**PROBLEM REQUIREMENTS:**
Only lines containing the word "changes" belong in the answer; copy each one from the records.

**MATERIAL PROVIDED:**
PR #4281, opened 2019-07-30
Speedup internal tests

mgrybyk:
## Proposed changes

Reduce time taken by tests execution. Results first, ofcourse!
```
before: 1m 20 sec
after:  0m 33 sec
```

- run jest tests in parallel by removing [detectopenhandles](https://jestjs.io/docs/en/cli#detectopenhandles), 40s -> 14s
- speedup eslint _locally_ by using cache, 9s -> 1s
- speedup types test _locally_ by using --incremental, 7s -> 4s
- run smoke tests in parallel, 22s -> 10s

Also removed comments from generated files

## Types of changes

- [x] internal

## Checklist


tests/smoke.runner.js
```diff
@@ -5,29 +5,24 @@ import assert from 'assert'
 import launch from './helpers/launch'
 import { SERVICE_LOGS, LAUNCHER_LOGS, REPORTER_LOGS } from './helpers/fixtures'
 
-const sleep = (ms) => new Promise(resolve => setTimeout(resolve, ms));
+const sleep = (ms) => new Promise(resolve => setTimeout(resolve, ms))
 
-(async () => {
-    /**
-     * Mocha wdio testrunner tests
-     */
```
christian-bromann: I don't think these comments add a lot of time to the execution, I rather would keep them

tests/smoke.runner.js
```diff
@@ -156,6 +147,22 @@ const sleep = (ms) => new Promise(resolve => setTimeout(resolve, ms));
...
+        cucumberTestrunner(),
+        cucumberFailAmbiguousDefinitions(),
+        customService(),
+        customReporterString(),
+        customReporterObject(),
+        multiremote(),
+        retryFail(),
+        retryPass(),
+    ]
+    await Promise.all(tests)
```
christian-bromann: I rather prefer to run these tests sequentially so in case one test is failing it doesn't make the stdout too noisy

package.json
```diff
@@ -27,17 +27,17 @@
...
+    "test:coverage": "jest --coverage",
     "test:smoke": "babel-node ./tests/smoke.runner.js",
     "ts": "run-p ts:*",
-    "ts:sync": "cd tests/typings/sync && tsc",
-    "ts:sync-mocha": "cd tests/typings/sync-mocha && tsc",
-    "ts:sync-jasmine": "cd tests/typings/sync-jasmine && tsc",
-    "ts:webdriverio": "cd tests/typings/webdriverio && tsc",
-    "ts:webdriverio-mocha": "cd tests/typings/webdriverio-mocha && tsc",
-    "ts:webdriverio-jasmine": "cd tests/typings/webdriverio-jasmine && tsc",
+    "ts:sync": "cd tests/typings/sync && tsc --incremental",
```
christian-bromann: What does `--incremental` doing?

mgrybyk: > Enable incremental compilation by reading/writing information from prior compilations to a file on disk.

> TypeScript 3.4 introduces a new flag called --incremental which tells TypeScript to save information about the project graph from the last compilation. The next time TypeScript is invoked with --incremental, it will use that information to detect the least costly way to type-check and emit changes to your project

mgrybyk: it generates `tsconfig.tsbuildinfo` file in /tests/types/**/dist folder

tests/smoke.runner.js
mgrybyk: in case some of these fail we can easily comment out others and re-run, it runs more than two times faster!

tests/smoke.runner.js
mgrybyk: yeap, will revert this

tests/smoke.runner.js
mgrybyk: are there any other options that can work?

tests/smoke.runner.js
mgrybyk: @christian-bromann done.

tests/smoke.runner.js
christian-bromann: > in case some of these fail we can easily comment out others and re-run

Yeah but this doesn't work in CI

> are there any other options that can work?

Maybe allow to run a specific smoke test by applying a cli parameter?

mgrybyk: > Yeah but this doesn't work in CI

what if we run tests sequentially in CI? Does Travis CI has environment variable so that I can understand if we running test in CI or not?

mgrybyk: Added condition `if (process.env.CI)` to run sequentially.

Need to make sure that we have that env variable

mgrybyk: yeah, it works!

mgrybyk:
@christian-bromann one second, I wanted to run jest in parallel on travis CI as well

mgrybyk:
@christian-bromann that's it for now, no more changes planned.
Thank you for reviewing it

**TASK OUTPUT:**
## Proposed changes
## Types of changes
> TypeScript 3.4 introduces a new flag called --incremental which tells TypeScript to save information about the project graph from the last compilation. The next time TypeScript is invoked with --incremental, it will use that information to detect the least costly way to type-check and emit changes to your project
@christian-bromann that's it for now, no more changes planned.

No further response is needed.